Early 2011 sounds great to me, assuming a new anti-rail congress doesn't start dismantling Amtrak before they can begin implementation.



> *Amtrak’s customers will benefit in the following ways:*
> * Daily Los Angeles to New Orleans Service through San Antonio
> 
> * Up to 91% reduction of San Antonio through passenger layover time
> ...


If this pans out I don't see much to complain about, at least not yet.

There's plenty to digest in the full document, so please take a look and post your impressions!

-Dax


----------



## zephyr17 (Sep 30, 2010)

daxomni said:


> Early 2011 sounds great to me, assuming a new anti-rail congress doesn't start dismantling Amtrak before they can begin implementation.

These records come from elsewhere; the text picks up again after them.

PR #72, opened 2017-12-18
Timeout option

Coriou:
Can now set a "timeout" option at query level (in milliseconds). Will be applied to both TCP & UDP requests.

Is useful for servers located far away where the default 1 second timeout is too low (in my case, Australian server can take up to 1.5 seconds to reply).

Example :

`GameDig.query({ type: 'XXX', host: 'xxx.xxx.xxx.xxx', port: 123, timeout: 1000})`

### DIFF
--- a/README.md
+++ b/README.md
@@ -50,6 +50,7 @@ function(e,state) {
 * **type**: One of the game IDs listed in the game list below
 * **host**
 * **port**: (optional) Uses the protocol default if not set
+* **timeout**: (optional) The max timeout, in milliseconds, for both UDP & TCP requests (default: 1000)
 * **notes**: (optional) Passed through to output
 
 ### Return Value
--- a/lib/index.js
+++ b/lib/index.js
@@ -54,6 +54,12 @@ class Gamedig {
             query.udpSocket = udpSocket;
             query.type = options.type;
 
+            if ( options.timeout ){
+                query.options.tcpTimeout = options.timeout
+                query.options.udpTimeout = options.timeout
+                delete options.timeout
+            }
+
             if(!('port' in query.options) && ('port_query' in query.options)) {
                 if(Gamedig.isCommandLine) {
                     process.stderr.write(
--- a/package-lock.json
+++ b/package-lock.json
@@ -1,6 +1,6 @@
 {
 	"name": "gamedig",
-	"version": "0.2.30",
+	"version": "1.0.37",
 	"lockfileVersion": 1,
 	"requires": true,
 	"dependencies": {


omarAjmi:
what about the CLI command version? same attributes?

Coriou:
Haven't tried the CLI version, but based on the code at `bin/gamedig.js` it should work the same yes. If you try, let me know if it worked or not, I'll look into it and fix it if doesn't

sonicsnes:
Sorry about the delay, suffice to say... I've been a bit busy 😄 

Anyways, this option should actually already exist, I believe you can already pass udpTimeout and tcpTimeout as parameters to your query.

sonicsnes:
Closing this as it appears tcpTimeout and udpTimeout already do this.

Coriou:
@sonicsnes `tcpTimeout` and `udpTimeout` do that indeed, but most people will not know if they're using the UDP or TCP protocol, why make it so complicated and undocumented ? It's beyond me.

The hardcoded timeout is 1 second only, not 10, and in my testing it's too short for a lot of servers.

You've closed all the pull requests, this is the only one you cared to comment so - at least - thanks for that.

Any reason why you refuse to provide more options to the users of this library ? Any reason people should continue using this branch as you don't seem to care to maintain it anymore ? 

It took you over a month to look at them, and you just closed them without a word. I don't get it

sonicsnes:
@Coriou All of the other merge requests were accepted with tweaks. They are all in the latest published revision of gamedig. I think that calling the option `timeout` is a bit misleading, because setting it to 1000 will not guarantee that the request returns within one second. For instance, many of the protocols have five or more udp round trips, and could thus take up to five seconds to execute with such a setting.

Another option would be to remove the udp and tcp timeouts entirely, forcing everything to get caught by the global 10 second timeout, but this would result in extremely slow queries for offline servers.

sonicsnes:
At a minimum, I agree that it may be reasonable to combine tcpTimeout and udpTimeout into a single option (socketTimeout?) and mention the ability to increase it in the README, but its default value ultimately has to be a balance between slow queries for legimiately offline servers and failed queries for slow servers.

Coriou:
Agreed for `socketTimeout`, it's more obvious indeed.

> but its default value ultimately has to be a balance between slow queries for legimiately offline servers and failed queries for slow servers.

Yeah you're right. I wouldn't even change the default of 1 second for the socket to timeout. I don't have actual stats or anything on how this library is used, but I would bet that most people's use case don't require timeouts to be longer than 1 second. Just that the option is needed in some cases (like mine : I live in Europe and querying Australian servers often take more than a second).

Coriou:
Great

PR #76, opened 2018-01-25
Log the time a request takes to complete

Coriou:
Extends the "query" object of the response to include "Time taken" which is populated by the time (in seconds) it took to complete the request - won't be present when query fails


sonicsnes:
This is now returned as `duration` in the unstable query object, along with the other query-process related outputs.

PR #91, opened 2018-10-19
On error return options within the callback

mtchtech:
Gives back more information when promise errors out.

Currently using this in a series of server information queues, without giving the options back or more information it's hard to tell what server isn't responding. I figure this is a simple addition to the callback that otherwise wouldn't pass in any information about the query before.

### DIFF
--- a/lib/index.js
+++ b/lib/index.js
@@ -89,7 +89,7 @@ class Gamedig {
             if(callback.length === 2) {
                 promise
                     .then((state) => callback(null,state))
-                    .catch((error) => callback(error));
+                    .catch((error) => callback(error, options));
             } else if (callback.length === 1) {
                 promise
                     .then((state) => callback(state))


sonicsnes:
The promise shouldn't need to return the options back to you if you've passed them in. You already control the javascript context, so you should be able to keep your own options variable available to yourself in the callback.

sonicsnes:
The promise shouldn't need to return the options back to you if you've passed them in. You already control the javascript context, so you should be able to keep your own options variable available to yourself in the callback.

mtchtech:
hmm, maybe this is one of those javascript things that I don't fully understand. I can add a few snippets of what i'm doing with the query. Essentially I am querying 18 servers over 36 seconds. Some of which only give the information "timeout" as a string, meaning after a few retries (probably spanning around a minute or more). The only way I could figure out which game server (tf2) was actually timing out was passing in the options to the callback. 

used code within a node.js bot:
```javascript
server = {
    name:"Test Server 1",
    address:"xxxx:27024"
};
Gamedig.query({
    type:'tf2',
    host:serverProp[0],
    port:serverProp[1],
    notes:server,
    socketTimeout: 10000,
    maxAttempts: 3
},
function(e,state) {
    if(e) {
        var serverId = state.notes.name;
        console.log(state.notes.name + " : " + JSON.stringify(e));
        //removed irrelevant code
    } else {
        //removed more code
    }
});
```

PR #96, opened 2018-11-14
Fixed crash on invalid port range.

xcpep:
Fixes a crash that occurs when the port is out of the specified range. I think the source of this problem could be the port offset, but may also be servers reporting an invalid port to the Steam masterlist. Regardless, a nice fix to a uncommon issue.

### DIFF
--- a/protocols/core.js
+++ b/protocols/core.js
@@ -286,7 +286,11 @@ class Core extends EventEmitter {
             console.log(this.options.address+':'+this.options.port_query+" UDP-->");
             console.log(HexUtil.debugDump(buffer));
         }
-        this.udpSocket.send(buffer,0,buffer.length,this.options.port_query,this.options.address);
+        if(this.options.port_query > 0 && this.options.port_query <= 65535) {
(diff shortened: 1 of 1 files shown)


bbashy:
Like this crash?

```
dgram.js:436
    throw new ERR_SOCKET_BAD_PORT(port);
    ^

RangeError [ERR_SOCKET_BAD_PORT]: Port should be >= 0 and < 65536. Received 65536.
    at Socket.send (dgram.js:436:11)
    at Valve._udpSendNow (/usr/local/lib/node_modules/gamedig/protocols/core.js:289:24)
    at process.nextTick (/usr/local/lib/node_modules/gamedig/protocols/core.js:267:18)
    at internalTickCallback (internal/process/next_tick.js:70:11)
    at process._tickCallback (internal/process/next_tick.js:47:5)
    at Function.Module.runMain (internal/modules/cjs/loader.js:778:11)
    at startup (internal/bootstrap/node.js:300:19)
    at bootstrapNodeJSCore (internal/bootstrap/node.js:826:3)
```

xCausxn:
Although this fix will work, I personally feel it would be better suited in the Gamedig class as a validation step.

PR #102, opened 2019-01-17
Support generating Markdown from JSON

pizzafox:
There doesn't seem to be any beneficial reason to using a text file over JSON. It's difficult for GameDig to use internally because it's not machine readable. You made your own parser for it to convert it into JSON, ultimatly.

Switching to JSON would also be simple to turn into Markdown, you could do it in a few lines instead of several files. It would also help developers like me who want access to a machine readable list of every game's properties.

I've written the code for parsing the JSON and generating Markdown, the next step is to rewrite the internal functions in `GameResolver`. There's only one comment in it so it's very difficult to understand what's happening for me. I'll need someone who's more experienced with that to help.


sonicsnes:
Hi!

While I truly do appreciate the contribution, I'm not entirely sure I see the benefit here. I do agree that JSON is more standard, but the parser for games.txt is only 40 lines and results in a much more concise (and in my opinion, human-readable at a glance) file format for this specific information. JSON increases the line count of that file by nearly 10x, and doesn't support inline comments.

If you require pre-parsed access to this information, you can always get it from `(new GameResolver()).games` (although I certainly can't guarantee this api will remain forever!)

If you have a good argument for why this information should be more accessible to clients, I'd like to hear it and perhaps we could solve the access solution in a more appropriate way.

Thanks!,
~ SonicSNES

PR #131, opened 2019-07-01
Update games.txt

WinkelB:
Added Support for Game Squad


sonicsnes:
Looking at https://squad.gamepedia.com/Server_Configuration#Ports_to_Open , it seems like the default query port for this game is actually 27165. Testing with a couple servers on public lists, this seems to be the case.

TheSpartaPT:
@sonicsnes merge this and change it to the default port, it's annoying that I have to add squad manually

PR #132, opened 2019-07-12
Fix: (node:73) Warning: a promise was rejected with a non-error: [object String]

TemaSM:
- [x] Fixed warning about rejecting with non-error (was spamming in console)
`(node:73) Warning: a promise was rejected with a non-error: [object String]`
- [x] Fixed `package.json` indentation (tabs -> spaces), so now it looks better even in GitHub source viewer
- [x] Regenerated `package-lock.json` just for better freshness

I'm going to send another PRs soon (maybe few days or even weeks), because I think we should remove bloated in size `request` package from dependencies, standardize indentation style and code itself.
But for now, just waiting for your review or merging @sonicsnes

### DIFF
--- a/package-lock.json
+++ b/package-lock.json
@@ -1,662 +1,635 @@
 {
-	"name": "gamedig",
-	"version": "2.0.13",
-	"lockfileVersion": 1,
-	"requires": true,
-	"dependencies": {
-		"@types/cheerio": {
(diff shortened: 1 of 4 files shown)


sonicsnes:
Cherry-picked the incorrect error throwing part of this. Thanks for the contribution!

Issue #156, opened 2020-01-03
Add discord widget API


Douile:
Would like to add a discord query to go along with teamspeak and mumble.

This is possible to do without a discord API key by using the widget API, however it requires servers to enable the widget option in settings.

Since I couldn't find documentation on this API here is a [link to a public example](https://discordapp.com/api/guilds/309408516857266178/widget.json)

It would involve a simple HTTP get request followed by JSON parsing.

API URL: `https://discordapp.com/api/guilds/{GUILDID}/widget.json`

Only issue is that servers cannot be addressed with IPs only discord snowflake IDs however I don't think this would be too much of a problem.

_I may make a pull request to add this_

mmorrisontx:
Merged. Thank you!

PR #157, opened 2020-01-04
Add discord protocol

Douile:
Add the discord protocol as described in #156 
Tested locally ✔️ 
I had to override DNSResolver as the address parsed is a discord ID and not a hostname.
I also changed the bin file as when I was passing snowflake IDs minimist was parsing them as integers, which would later cause errors (I just forced _ argument to be string).


mmorrisontx:
Whoops, sorry I missed this PR! ... for a year.

Cleaned up a bit and released in 3.0.4.

BTW, I noticed your `unessential-requests` branch, this shouldn't be needed anymore since we made similar changes to the valve protocol in the 3.0 release :)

Probably depends a lot more on the UP than Congress. There have been regular attempts to dismantle Amtrak in Congress for the last 39 years, some quite serious. Amtrak always manages to squeak by, but the insecurity and starvation diet has been the root of much of the ineffective culture at Amtrak. But if the Republicans seriously gain in Congress, there will be yet another attempt, which will again most likely fail. If G. W. Bush and a completely Republican controlled Congress couldn't get it done, it probably won't get done. This show has been going on for a LONG time.

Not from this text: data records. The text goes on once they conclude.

PR #332, opened 2021-03-24
Give the AST ownership of its strings.

g-r-a-n-t:
### What was wrong?

Before, the AST used slices that point to parts of the source string. This is not compatible with the lowering pass, since we will be adding nodes to the AST.

part of #306 

### How was it fixed?

Refactored the AST to use `String`s instead of `&str`s.

### To-Do

- [x] Clean up commit history

### DIFF
--- a/analyzer/src/traversal/functions.rs
+++ b/analyzer/src/traversal/functions.rs
@@ -47,7 +47,7 @@ pub fn func_def(
         body: _,
     } = &def.kind
     {
-        let name = name.kind;
+        let name = &name.kind;
         let function_scope = BlockScope::from_contract_scope(name, Rc::clone(&contract_scope));
 
         let is_public = qual.is_some();
@@ -104,7 +104,7 @@ pub fn func_body(
     {
         let host_func_def = contract_scope
             .borrow()
-            .function_def(name.kind)
+            .function_def(&name.kind)
             .unwrap_or_else(|| panic!("Failed to lookup function definition for {}", &name.kind));
 
         // If the return type is an empty tuple we do not have to validate any further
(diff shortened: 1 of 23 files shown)


analyzer/src/traversal/functions.rs
```diff
@@ -71,7 +71,7 @@ pub fn func_def(
         let attributes: FunctionAttributes = contract_scope
             .borrow_mut()
             .add_function(
-                name,
+                &name,
```
g-r-a-n-t, line 74: already a ref

parser/src/parsers.rs
```diff
@@ -764,12 +769,12 @@ pub fn arr_dim(input: Cursor) -> ParseResult<Node<usize>> {
     let (input, num_tok) = number_token(num_input)?;
     let (input, r_bracket) = op("]")(input)?;
 
-    let n: usize = match num_tok.string.parse() {
+    let n: usize = match num_tok.string.to_string().parse() {
```
g-r-a-n-t, line 772: unnecessary find-replace

parser/src/parsers.rs
```diff
@@ -764,12 +769,12 @@ pub fn arr_dim(input: Cursor) -> ParseResult<Node<usize>> {
...
         Ok(n) => n,
         Err(_) => {
             return Err(ParseError::str(
                 num_input,
-                &format!("invalid integer literal \"{}\"", num_tok.string),
+                &format!("invalid integer literal \"{}\"", num_tok.string.to_string()),
```
g-r-a-n-t, line 777: also unecessary

parser/src/tokenizer/types.rs
```diff
@@ -54,3 +54,9 @@ impl<'a> From<&Token<'a>> for Node<&'a str> {
         Node::new(tok.string, tok.span)
     }
 }
+
```
g-r-a-n-t, line 57: delete the impl above this

g-r-a-n-t:
Another small change with lots of small implications. Overall I think it looks cleaner without all the lifetimes.

cburgdorf (approved):
:+1:

PR #335, opened 2021-03-24
Reject non-string assert reasons with TypeError

cburgdorf:
### What was wrong?

We do currently not enforce that assert reasons are of type string.

### How was it fixed?

- added type check
- added test

### DIFF
--- a/analyzer/src/traversal/functions.rs
+++ b/analyzer/src/traversal/functions.rs
@@ -395,8 +395,10 @@ fn assert(
     if let fe::FuncStmt::Assert { test, msg } = &stmt.kind {
         verify_is_boolean(Rc::clone(&scope), Rc::clone(&context), test)?;
         if let Some(msg) = msg {
-            // TODO: type check for a string once strings are supported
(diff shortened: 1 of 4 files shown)


sbillig (approved):
Looks good to me! This might be a case where the AST should be more strict, and not allow any Expr here in the first place. Or maybe we want to make asserts support format strings someday, like `assert(x, "{} is broken", foo)`?

cburgdorf:
>This might be a case where the AST should be more strict, and not allow any Expr here in the first place

We currently allow any expression which evaluates to a string which is inline with Python syntax and allows something like this:

```
contract Foo:

    def get_assert_reason(error_code: u256) -> string100:
      if error_code == 1:
        return string100("meh, bad")
      elif error_code == 2:
        return string100("meh, worse")
      else:
        return string100("I don't even")

    pub def foo(val: u256, other_val: u256):
        assert val != other_val, self.get_assert_reason(other_val)
```

Not trying to promote that as a pattern but having the flexibility of allowing the assert reason to come from any kind of expression strikes me as a net positive.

So the "host railroad approval" condition is the real gotcha here. Amtrak can have it planned out and be completely ready, but UP owns the track. And UP is not hospitable to adding daily service without significant $$$ from Amtrak for capital improvements (750 million?). That cost was entirely absent from the report, although to be fair that news didn't come out until just a few days before the report was released. Until they get that worked out, there isn't a prayer.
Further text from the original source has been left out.